§ **Work to complete**
Which of the lines below include the word "should"? Pull each one out.

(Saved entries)
PR #227, opened 2018-05-16
Unified LagoInitFile and update to way we deploy docker storage

gbenhaim:
#### Unified LagoInitFile:

We can use jinja to manipulate the LagoInitFile.
Removed redundant disk from the vms.

#### Configure docker storage using openshift-ansible:

Openshift ansible added support for configuring the docker storage.
Save some lines of code, and remove openshift-ansible-contrib dep.
This change also updates the storage driver to be "overlay2", which is
recommended by docker.


inventory
```diff
@@ -16,6 +16,9 @@ template_service_broker_install=false
 openshift_use_manageiq=false
 openshift_install_examples=false
 
+# Docker
+container_runtime_docker_storage_type=overlay2
```
lukas-bednar: afaik is overlay2 is not recommended for production.
I think we should stay on production side of configuration, no?

gbenhaim: I think that you refer to `devicemapper` with `loopback-lvm`

Issue #244, opened 2018-05-28
Need to add test qcow2 image for CDI e2e testing


shiywang:
I'm working on intial e2e testing on this repo, CDI support couple ways of download images:
```
func (d *dataStream) dataStreamSelector() (io.ReadCloser, error) {
	switch d.url.Scheme {
	case "s3":
		return d.s3()
	case "http", "https":
		return d.http()
	case "file":
		return d.local()
	default:
		return nil, errors.Errorf("invalid url scheme: %q", d.url.Scheme)
	}
}
```
For http without basicauth, I think we can upload a small image to this repo for e2e testing

@lukas-bednar @screeley44 @aglitke WDYT?

PR #245, opened 2018-05-28
add testvm.qcow2 image for e2e testing

shiywang:
Fixes: https://github.com/kubevirt/kubevirt-ansible/issues/244

@aglitke @screeley44 @lukas-bednar PTAL


gbenhaim:
I don't think that we should add binary file to the repo.
Can't we store the image inside a container (like in kubvirt's functional tests)?
What are the other options?

PR #255, opened 2018-06-03
Allow to run check-patch without cleanup

gbenhaim:
This option will make it very simple to run the automation
locally and investigate the env.

For deploying the env without cleanup:

./automation/check-patch.openshift_3-9.sh --skip-cleanup

For removing the env:

./automation/check-patch.openshift_3-9.sh --only-cleanup

The default is to cleanup the env.


shiywang:
I tried, script runs no problem, only my networking has some issue, so LGTM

§ **Exercise solution**
I think we should stay on production side of configuration, no?
I don't think that we should add binary file to the repo.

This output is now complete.